Le décalage est institutionnel autant que technique. Les procédures législatives prennent des mois, alors que les modèles, les logiciels et leurs usages évoluent par itérations très rapides. À cela s’ajoute la fragmentation de la chaîne de responsabilité : le Congrès fixe des principes et des crédits ; le département de la Défense établit ses doctrines d’emploi ; les commandements les traduisent en besoins ; les industriels fournissent une part déterminante des infrastructures, des données et des modèles.

Dans cette chaîne, l’intelligence artificielle militaire ne se réduit pas aux armes létales autonomes. Elle concerne aussi la maintenance prédictive, le tri de données de renseignement, l’identification de cibles potentielles, la simulation, la protection des réseaux et la gestion des stocks. Plus les fonctions confiées à l’automatisation sont nombreuses, plus la frontière entre assistance et délégation devient difficile à tracer. Le maintien d’un opérateur humain ne garantit donc pas, à lui seul, une maîtrise effective : encore faut-il qu’il dispose du temps, des informations et de l’autorité nécessaires pour contester la recommandation de la machine.

Une dépendance technologique aussi industrielle

Le débat américain ne porte pas seulement sur l’éthique des systèmes autonomes. Il engage la capacité à disposer de composants, de puissance de calcul, de données sécurisées et de compétences techniques sans dépendre d’acteurs dont les intérêts ne coïncident pas nécessairement avec ceux de l’État. L’intelligence artificielle militaire est ainsi devenue un sujet de politique industrielle de défense, au croisement des marchés publics, du cloud, des semi-conducteurs et de la cybersécurité.
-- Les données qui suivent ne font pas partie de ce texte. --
PR #7288, opened 2020-07-13
allow "x-" options in readthedocs.yml configuration

NiklasRosenstein:
This Pull Request will allow that options starting with `x-` can be added to the `.readthedocs.yml` configuration. This is useful for custom workflows where it makes sense to embed additional options in the Read the Docs configuration. The `x-` convention is also used by Docker-Compose, for example.

My personal use case for this is to embed the configuration for [`readthedocs-custom-steps`](https://pypi.org/project/readthedocs-custom-steps/) in the configuration directly, instead of a having to use a separate `.readthedocs-custom-steps.yml` file.

### DIFF
--- a/readthedocs/config/config.py
+++ b/readthedocs/config/config.py
@@ -1085,10 +1085,13 @@ class BuildConfigV2(BuildConfigBase):
         }
 
         Will return `['key', 'name']`.
+
+        Ignores keys that start with ``x-``.
         """
-        if isinstance(value, dict) and value:
-            key_name = next(iter(value))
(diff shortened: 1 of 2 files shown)


agjohnson:
I would vote no. I don't really want 2 separate tools using the same configuration file. I'd sooner support native custom build steps, I'm not sure it needs to be a separate extension.

humitos:
I'm closing this PR. We are moving in a different direction to support custom commands. There are some discussions about this at #8215 #8190

PR #7295, opened 2020-07-15
Enable SessionAuthentication on APIv3 endpoints

humitos:
This is required to be able to use the APIv3 from the dashboard in the new templates we are creating.

@agjohnson is this enough for the work you need at the moment?

> I'm not documenting this yet so we start using it internally, but after that we should change the documentation a little.

### DIFF
--- a/readthedocs/api/v3/views.py
+++ b/readthedocs/api/v3/views.py
@@ -2,7 +2,7 @@ import django_filters.rest_framework as filters
 from django.utils.safestring import mark_safe
 from rest_flex_fields.views import FlexFieldsMixin
 from rest_framework import status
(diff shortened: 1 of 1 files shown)


agjohnson:
Yeah, i assumed this was the only piece we needed. You can test by simply making a call from the debug console to the API v3 endpoint. It should give you a valid response. That is all I would need to make a client request to APIv3 for dashboard interactions

humitos:
I tested this with the Browseable API by being logged in. However, I followed your example as well and it worked.

Not logged in,

Screenshot_2020-07-21_13-02-19

After logging in,

Screenshot_2020-07-21_13-02-47

PR #7310, opened 2020-07-22
Sync RemoteRepository and RemoteOrganization in all VCS providers

### LINKED ISSUE #2412: Deleted repository not detected

humitos:
- Refactor `Service.sync` to be unique for all the VCS providers
- Make `sync_repositories` and `sync_organizations` to return `repositories`
  and `(organizations, repositories)` to allow deleting old instances where the
  user does not have more access
- rename `BitBucketService.sync_teams` to `BitBucketService.sync_organizations`
  to keep our internal naming

With this commit, all VCS providers (GitHub, GitLab and BitBucket) will start
deleting old RemoteRepository instances (not only GitHub as it's currently
working) but also deleting old RemoteOrganization instances as well.

This is a step previous to #2759 and it's required for GitLab/BitBucket VCS SSO 

Closes #2412


readthedocs/oauth/services/base.py
```diff
@@ -181,11 +182,30 @@ def paginate(self, url, **kwargs):
...
+        Sync repositories (RemoteRepository) and organizations (RemoteOrganization).
+
+        - creates a new RemoteRepository/Organization per new repository
+        - updates fields for existing RemoteRepository/Organization
+        - deletes old RemoteRepository/Organization that are not present for this user
+        """
+        repos = self.sync_repositories()
+        organizations, organization_repos = self.sync_organizations()
+
+        # Delete RemoteRepository where the user doesn't have access anymore
```
ericholscher, line 199: I wonder if we should run these delete tasks across all users as a one-time CLI command, to clean up our DB. There's likely a ton of these sitting around.

humitos: This one-time command would require to sync _all VCS_ account connected and delete all the old objects. That may be too much. We may want to limit the amount of accounts re-synced and run it several times by chunks. It will remove a lot of stale data.

However, as this cleanup is in the core of the sync action, all active accounts will be cleanup automatically when they login next time or, when they click the arrow from Import Project page.

humitos:
I'm going to merge this since it's useful as is it. We can keep the conversation about re-sync all the accounts and make a final decision, tho.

La formule d’une force « AI-first » traduit ce basculement : l’IA n’est plus pensée comme un outil ajouté à des capacités existantes, mais comme une couche d’organisation susceptible de reconfigurer les procédures militaires. Cette ambition peut améliorer la rapidité d’analyse et l’allocation des moyens. Elle peut aussi concentrer les risques, lorsqu’un défaut de modèle, une donnée compromise ou une faille logicielle affecte simultanément plusieurs fonctions.

Les alliés européens des États-Unis suivent ce mouvement de près, car leur planification militaire, leurs équipements et leurs échanges de renseignement restent largement interopérables avec les capacités américaines. Pour eux, l’accélération américaine crée une double contrainte : ne pas décrocher dans les technologies duales, sans importer sans examen les standards, les fournisseurs ou les règles d’emploi fixés à Washington.

Le débat au Congrès ne décidera donc pas seulement du cadre américain. Il contribuera à établir les normes opérationnelles d’une technologie déjà inscrite dans la compétition stratégique. L’intelligence artificielle militaire sera jugée moins sur les promesses d’autonomie que sur la capacité des institutions à conserver une responsabilité identifiable lorsque la vitesse des systèmes dépasse celle de la décision politique.